Five things to know about the importance of family planning:

  1. The planning and spacing of births has a powerful impact on the survival of the mother and her child.
  2. Children born less than two years after a previous birth are about two-and-a-half times more likely to die before the age of five than children born three-to-five years after the previous birth.
  3. Complications of pregnancy and childbirth are the leading cause of death for young women aged 15 to 19 in developing countries. Compared to women in their twenties, girls aged 15 to 19 are twice as likely to die in childbirth.
  4. Girls under the age of 15 are five times as likely to die in childbirth.
  5. Mortality and morbidity rates are also higher among infants born to young mothers.
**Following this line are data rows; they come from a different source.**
Issue #746, opened 2020-01-27
[TASK] Run agents tests nightly in CI


rmelotte:
## Description

As soon as a new agent test is passing on the rax40, it could already be added to the nigthly schedule to be able to spot any regression. 

This task depends on #741 .

## Exit criteria

- [ ] Test at least 4.4.1 with the rax40 manually.

- [ ] Once the test is passing, add a nightly schedule with agent tests, only 4.4.1 at first.

ghost:
Blocked by #748 and #741

rmelotte:
Done, the schedule name is `Nightly certification tests - agent - rax40`: https://gitlab.com/prpl-foundation/prplMesh/pipeline_schedules

PR #748, opened 2020-01-27
.gitlab-ci.yml: add support for other DUTs

### LINKED ISSUE #502: [TASK] Allow running any combination of tests and uploading their result
## Description

We need to be able to easily run any (combination of) tests, and make it easy to upload them (as part of Gitlab artifacts for example). This task consist of adding the necessary scripting to:

- be able to either run a chosen subset of tests, or all the test that are part of the certification
- restart every agent as well as prplmesh between each test
- separate the tests results between failed and passed tests to make it easy to tell them apart
- group the test logs with all the logs that can be gathered (pcap files, sigma agents logs, prplmesh logs, etc) into different subfolders to make them easy to upload
- make it easy to add a new DUT
- make it easy to choose/change the DUT to use for the tests

rmelotte:
Add support for other devices by using the new '-d' option of
run_test_file.sh.

The currently accepted devices are:
"prplmesh": prplmesh with dummy BWL.
"prplmesh-rax40": prplmesh on the rax40 with DWPAL BWL.

By default, "prplmesh" is used.

To be able to use the current prplMesh version on the rax40, it also
needs to be deployed first, so add a call to tools/deploy.sh before
running the tests.

close #502 .

### DIFF
--- a/.gitlab-ci.yml
+++ b/.gitlab-ci.yml
@@ -162,14 +162,22 @@ test-on-netgear-rax40:
   variables:
     # TESTS_TO_RUN needs to be set by the user (or the pipeline schedule)
     GIT_CLONE_PATH: "/builds/prpl-foundation/prplMesh/"
+    # device to test with: prplmesh for dummy bwl, prplmesh-rax40 for dwpal on rax40
+    DEVICE_UNDER_TEST: prplmesh
   script:
-      - /easymesh_cert/run_test_file.sh -o logs $TESTS_TO_RUN
+      - |
+        if [ "$DEVICE_UNDER_TEST" != prplmesh ] ; then
+            echo "Deploying to $DEVICE_UNDER_TEST"
+            tools/deploy_ipk.sh $DEVICE_UNDER_TEST build/$DEVICE_UNDER_TEST/*.ipk
+        fi
+      - /easymesh_cert/run_test_file.sh -o logs -d $DEVICE_UNDER_TEST $TESTS_TO_RUN
   artifacts:
     paths:
       - logs
     when: always
   needs:
     - job: build-in-docker
+    - job: build-for-netgear-rax40
   tags:
     - certs-tests
   timeout: 24h


tomereli (approved):

.gitlab-ci.yml
```diff
@@ -153,14 +153,17 @@ test-on-netgear-rax40:
   variables:
     # TESTS_TO_RUN needs to be set by the user (or the pipeline schedule)
     GIT_CLONE_PATH: "/builds/prpl-foundation/prplMesh/"
+    DEVICE_UNDER_TEST: prplmesh
```
arnout, line 166: Maybe add a comment about this variable as well.

.gitlab-ci.yml
```diff
@@ -153,14 +153,17 @@ test-on-netgear-rax40:
...
   script:
-      - /easymesh_cert/run_test_file.sh -o logs $TESTS_TO_RUN
+      - tools/deploy_ipk.sh prplmesh-rax40 tools/docker/builder/openwrt/*.ipk
```
arnout: Shouldnt this be
```suggestion
      - tools/deploy_ipk.sh $DEVICE_UNDER_TEST tools/docker/builder/openwrt/*.ipk
```

.gitlab-ci.yml
```diff
@@ -153,14 +153,17 @@ test-on-netgear-rax40:
...
+      - /easymesh_cert/run_test_file.sh -o logs -d $DEVICE_UNDER_TEST $TESTS_TO_RUN
   artifacts:
     paths:
       - logs
     when: always
   needs:
     - job: build-in-docker
+    - job: build-for-netgear-rax40
```
arnout, line 180: I'm thinking it would be better to have a separate job per device. Something like:

```
.run-certification-tests:
  stage: test
  variables:
    # TESTS_TO_RUN needs to be set by the user (or the pipeline schedule)
    # DEVICE_UNDER_TEST needs to be set by the user or pipeline schedule
    GIT_CLONE_PATH: "/builds/prpl-foundation/prplMesh/"
  script:
      - tools/deploy_ipk.sh $DEVICE_UNDER_TEST build/$DEVICE_UNDER_TEST/*.ipk
      - /easymesh_cert/run_test_file.sh -o logs -d $DEVICE_UNDER_TEST $TESTS_TO_RUN
  artifacts:
    paths:
      - logs
    when: always
  tags:
    - certs-tests
  timeout: 24h
  rules:
    - if: '$TESTS_TO_RUN =~ /^$/'
       when: manual
    - if: '$SOME_VARIABLE_SET_BY_SCHEDULE = ON'

certification-tests-ubuntu:
  extends: .run-certification-tests
  variables:
    DEVICE_UNDER_TEST: prplmesh
  needs:
    - job: build-in-docker

certification-tests-rax40:
  extends: .run-certification-tests
  variables:
    DEVICE_UNDER_TEST: netgear-rax40
  needs:
    - job: build-for-netgear-rax40
```

It would be even better if we could do `job: build-for-$DEVICE_UNDER_TEST` but I don't know if that's possible.

The rules syntax is also a bit fuzzy so I'm not sure if it will work like that.

arnout (approved):

.gitlab-ci.yml
rmelotte: I really love the idea of combining the scheduled and manual jobs!
Looking for TESTS_TO_RUN value is genius. I believe the schedules set it _before_ the rules are evaluated, while when we want to run them manually the rules have already been evaluated (in other words, it should do what we want).

It also makes sense to have 2 separate jobs for the 2 different devices, but as it is, I think it will always run the tests for both devices when 1 schedule is run, so we miss the possibility to run only for one DUT on schedule.

We need to find a way for the schedules to specify a list of DUTs to run with while keeping 1 manual job per device like here.

.gitlab-ci.yml
rmelotte: No, because if the DEVICE_UNDER_TEST is 'prplmesh', we don't need to deploy anything.
I agree we could use a conditional and deploy to DEVICE_UNDER_TEST in all other cases though.

.gitlab-ci.yml
rmelotte: I tried something on `dev/ci-multiple-duts-merge-scheduled-manual`, but for some reason Gitlab marks the pipeline as "blocked" when there are manual, not triggered, jobs and no longer as passing: https://gitlab.com/prpl-foundation/prplMesh/pipelines/113248562 

Also if we want to split the certification tests between smaller groups, I'm starting to think that it would be simpler to just generate a yaml.

I'll make the other suggested change and keep these in a separate issue so that we can already merge this one and unblock #746 .

.gitlab-ci.yml

.gitlab-ci.yml
rmelotte: Done.

.gitlab-ci.yml
rmelotte: Opened https://github.com/prplfoundation/prplMesh/issues/759 to track this.

PR #749, opened 2020-01-27
gitlab-ci.yml: create a persistent docker image tag on master

### LINKED ISSUE #744: [TASK] CI: add a single docker image tag for each target on master
## Description

Since we now remove the unique tag automatically in CI, docker removes the last image entirely (since the image has no other tags).
By adding a single (non-unique) tag per target if tests pass in CI on master, the latest image would be kept.

## Exit criteria

- [ ] If build pass in CI on master, tag the image with a non-unique tag (one tag per target).

rmelotte:
Since commit 36c676aafd6fd5cf0a8b76e930c0d430f6df357a, we're always
deleting the unique docker image tag we create. Because no other tags
use the same image, it actually also gets deleted from the cache.
Because of this, the next pipeline will have to rebuild the entirety
of the last stage.

It was not a problem until now because the shell runner we had did
keep tags from back when we didn't delete them automatically. Now that
we want to add other runners however, the issue shows up.

If we're on the master branch, add a docker image tag per target
device, so that at least one image is kept in cache (the latest one
from master).

close #744

### DIFF
--- a/.gitlab-ci.yml
+++ b/.gitlab-ci.yml
@@ -87,6 +87,13 @@ run-tests:
     - cd tools/docker/builder/openwrt
     - ./build.sh -v -d "$TARGET_DEVICE" -t "prplmesh-builder-$TARGET_DEVICE:$CI_COMMIT_SHORT_SHA-$CI_PIPELINE_ID" 2>&1 | tee build.log | grep '^make\[[12]\]\|^Step\|^ --->' --color=never --line-buffered
   after_script:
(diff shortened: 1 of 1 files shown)


tomereli (approved):

arnout (approved):
IIU, however, it means that if you change something in the Dockerfile, the builds on the corresponding PR are not going to use the cache at all until it's merged in master, right?

It would be nicer if we could tell docker to keep images cached for some time (couple of days)...

PR #751, opened 2020-01-28
easylogging++: bug - access attempt to released memory

adam1985d:
On the UGW platform, a SIGSEGV event is sent to the APM application
that utilizes the easylogging++ library. The event is sent due to an
access attempt to a released memory. The released memory is a pointer
to the "LogStreamsReferenceMap m_logStreamsReference" which is defined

Globally, an estimated 215 million women would like delay or avoid pregnancy but do not have access to modern contraceptives. Meeting this need would prevent 53 million unintended pregnancies and 150,000 maternal deaths. Maternal deaths due to unsafe abortion would be reduced by 82 percent.

If family planning, maternal and newborn services were provided simultaneously, the costs of these services would decline by $1.5 billion compared with investing in maternal and newborn care alone. This dual investment would result in a 70 percent decline in maternal deaths and a 44 percent decline in newborn deaths.

The benefits of access to family planning services include:

  • healthy birth spacing and smaller families, which improve women’s health;
  • improved well-being of families because of the mother's survival;
  • better nutrition and education for children;
  • the prevention of high-risk pregnancies (particularly for teenage girls, women over 35 and women with many children);
  • reduced suffering and stigma due to fistula and other reproductive health problems; greater equality between men and women;
  • and more of the parents' time and income allocated to each child.